## [How to complete this task]
In full and without alteration, write out the lines below.

## [Data extract]
######
PR #308, opened 2020-03-18
Formatting fiat with blank group separator for POS

erdemyerebasmaz:
This PR addresses [POS-57](https://breeztech.atlassian.net/browse/POS-57)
######
## [Completed task]
PR #308, opened 2020-03-18
Formatting fiat with blank group separator for POS

erdemyerebasmaz:
This PR addresses [POS-57](https://breeztech.atlassian.net/browse/POS-57)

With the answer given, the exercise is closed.